BEGIN Data for the task

PR #115, opened 2021-06-17
[sailfish-components-webview] Implement BlockedPopupInterface. Contributes to JB#54486 OMP#JOLLA-173

chriadam:


chriadam:
Related to: https://github.com/sailfishos/sailfish-browser/pull/867

chriadam:
Is someone able to give me step-by-step instructions on how to test / verify this?  I am not certain how to ensure that popups are blocked by default.

atatarov:
> Is someone able to give me step-by-step instructions on how to test / verify this? I am not certain how to ensure that popups are blocked by default.

I use https://webbrowsertools.com/popup-blocker/ 
Method #5 
Open a popup by creating a dynamic iframe and executing window.open(...) on its context with a delay

atatarov:
1 Case
1) Open popup-test
2) Deny 
3) reload page - popup request should appear again
2 Case
1) Open popup-test  
2) Deny with "rememeber" 
3) reload page - popup requet shouldn't appear
4) Go to settings - permissions - Allow popup global permissions
5) check popup-test - request shouldn't appear
6) Block popup global permissions

3 Case
1) open test
2) Allow popup 
3) request shouldn't appear (popup should working after reload)
4 Case
1) open test
2) Allow popup with "remember"
3) Go to settings, change Block/Allow global permission 
4) The popup should work anyway

chriadam:
Thanks very much for the detailed test instructions!
I have now updated the PR with a variety of fixes for bugs I found during testing.
I think this PR is now ready for review.

import/popups/BlockedPopupDialog.qml
```diff
@@ -0,0 +1,63 @@
...
+                cancelText: qsTrId("sailfish_components_webview_popups-he-block_popup")
+            }
+
+            Label {
+                x: Theme.horizontalPageMargin
+                width: parent.width - x * 2
+
+                //: %1 is the site that wants to load a popup
+                //% "The site %1 has requested to open a new tab. Would you like to allow it to open new tabs?"
+                text: qsTrId("sailfish_components_webview_popups-la-popup_request").arg(blockedPopup.host)
```
atatarov, line 46: There is a already have blocked the opening new tab, and it isn't request, may be should change this message?
What do you think?

chriadam: Good point, yes.  Perhaps something like:
`"The site %1 attempted to open a new tab, which has been blocked.  Would you like to allow it to open new tabs?"`
instead?

atatarov: It's ok for me

chriadam: Done, thanks.

atatarov (approved):

import/popups/BlockedPopupDialog.qml
```diff
@@ -0,0 +1,63 @@
...
+                //% "Deny"
+                cancelText: qsTrId("sailfish_components_webview_popups-he-block_popup")
+            }
+
+            Label {
+                x: Theme.horizontalPageMargin
+                width: parent.width - x * 2
+
+                //: %1 is the site that wants to load a popup
+                //% "The site %1 attempted to open a new tab, which has been blocked. Would you like to allow it to open new tabs?"
```
llewelld, line 45: Currently the `host` value is actually the url of the page being loaded rather than the host. It might be worth updating the wording to "page" instead of "site", or alternatively getting `EmbedLiteChromeManager.js` to pass the host instead.

It might also be worth considering truncating the value to some fixed length (since the page isn't scrollable, a really long domain or url will cause the "remember" button to get lost).

llewelld (commented):
I've made just a few minor suggestions about the documentation, but this otherwise looks good to me. The docs and example are really nice.

When I tested it out I noticed one unexpected behaviour, but I'm not sure whether it's related to this PR, a bug, or intentional.

The following sequence:
1. Open https://browser.sailfishos.org/tests/testpopupwindows.html
2. In the blocker dialog that opens, activate "Remember for this site".
3. Select "Deny".
4. Select the "Open a pop-up window after 2s delay" link.
5. Wait 2 seconds.

On my device the blocker dialog opens again, when I'd expect the popup request to be silently ignored given that I selected the "Remember" option.

doc/sailfish-webview-popups-blockedpopupinterface.qdoc
```diff
@@ -0,0 +1,74 @@
...
+
+  The \c{BlockedPopupInterface} QML type is exposed through the
+  \c{Sailfish.WebView.Popups} QML import namespace.
+
+  Clients who use a \l{WebView} in their application may wish to
+  customize the appearance or behavior of the blocked popup in their
+  application.
+
+  To do so, their implementation must extend the \c{BlockedPopupInterface},
+  wand then they must tell the \l{WebView} to use their implementation via
```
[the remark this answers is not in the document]
chriadam: thanks, fixed

doc/sailfish-webview-popups-blockedpopupinterface.qdoc
```diff
@@ -0,0 +1,74 @@
...
+
+  After the \c{accepted} or \c{rejected} signal is emitted, the value of
+  this property will be used to determine whether to save the decision
+  in the permission manager.
+*/
+
+/*!
+  \qmlsignal BlockedPopupInterface::accepted()
+  \brief This signal is emitted by the popup if the user wishes to allow
+         the site to show the popup.
```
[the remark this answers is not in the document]
chriadam: done

doc/sailfish-webview-popups-blockedpopupinterface.qdoc
```diff
@@ -0,0 +1,74 @@
...
+  After emitting this signal, the popup should perform an appropriate
+  transition to make itself invisible and non-interactable (e.g. for an
+  item-derived popup, an animated opacity transition, and then setting
+  \c{visible} to \c{false} once the animation is complete).
+*/
+
+/*!
+  \qmlsignal BlockedPopupInterface::rejected()
+  \brief This signal is emitted by the popup if the user wishes to disallow
+         the site from showing the popup.
```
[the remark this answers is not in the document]
chriadam: done

examples/custompopups/CustomBlockedPopup.qml
```diff
@@ -0,0 +1,58 @@
...
+    anchors.centerIn: parent
+
+    rememberValue: toggle.checked
+
+    property string acceptText: "Allow"
+    property string cancelText: "Deny"
+
+    Rectangle {
+        anchors.fill: parent
+        color: "chartreuse"
```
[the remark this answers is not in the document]
chriadam: not as good as lightsteelblue but I wanted to use different colours for each different example popup ;-)

import/popups/BlockedPopupDialog.qml
chriadam: changed to "page".  The "host vs page url" discussion is important, but slightly out of scope for this task/PR, I think.

chriadam: Regarding the truncation: what it is a good way to do this, considering that it should scale appropriately for different screen sizes and form factors?

chriadam:
Thanks for noticing that bug.  I had fixed the "accept" branch but not the "deny" branch, I think.  Fixed both now.

chriadam:
> Thanks for noticing that bug. I had fixed the "accept" branch but not the "deny" branch, I think. Fixed both now.

Hrm.  Actually... even with my change, this behaviour still occurs.  The reason is that the popupblocked message is emitted when the popup is blocked, not merely when a prompt is required...

That is, even if a permanent rule exists to say "Deny", we still show the popup.  I will look into fixing this properly, now.

rainemak:
> > Thanks for noticing that bug. I had fixed the "accept" branch but not the "deny" branch, I think. Fixed both now.
> 
> Hrm. Actually... even with my change, this behaviour still occurs. The reason is that the popupblocked message is emitted when the popup is blocked, not merely when a prompt is required...
> 
> That is, even if a permanent rule exists to say "Deny", we still show the popup. I will look into fixing this properly, now.

If not related to this change, please create a new task. As @llewelld has been reviewing this, I'll let him to finish reviewing.

chriadam:
> > > Thanks for noticing that bug. I had fixed the "accept" branch but not the "deny" branch, I think. Fixed both now.
> > 
> > 
> > Hrm. Actually... even with my change, this behaviour still occurs. The reason is that the popupblocked message is emitted when the popup is blocked, not merely when a prompt is required...
> > That is, even if a permanent rule exists to say "Deny", we still show the popup. I will look into fixing this properly, now.
> 
> If not related to this change, please create a new task. As @llewelld has been reviewing this, I'll let him to finish reviewing.

It's unrelated to the task (in terms of simply moving the dialog from sailfish-browser to sailfish-components-webview).
It's related in terms of which code will need to be changed.

Given that it's a separate task, I will create a new bug and we can do the work separately.

llewelld (approved):
Thanks for tweaking the documentation, at all reads quite clearly now. This all LGTM.

Concerning the truncation, I'm not sure what a good way to do this is. In other parts of the underlying gecko code, the host is just [truncated to 150 characters](https://github.com/sailfishos/gecko-dev/blob/66249d15cd1213d67b0a44c9e6c4491260d114b8/toolkit/components/prompts/src/nsPrompter.js#L259):
```
        // Trim obnoxiously long realms.
        if (realm.length > 150) {
            realm = realm.substring(0, 150);
            // Append "..." (or localized equivalent).
            realm += this.ellipsis;
        }
```
This is admittedly nasty, but probably not as nasty as not trimming at all. Alternatively, adding a SilicaFlickable to the dialog might be another way to go. I'm approving, but also happy to review again if you decide to make any further changes.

END Data for the task

**Exercise brief:** Among the lines of the material above, tally those containing "code" and respond with the total only.

**Completed task:** 2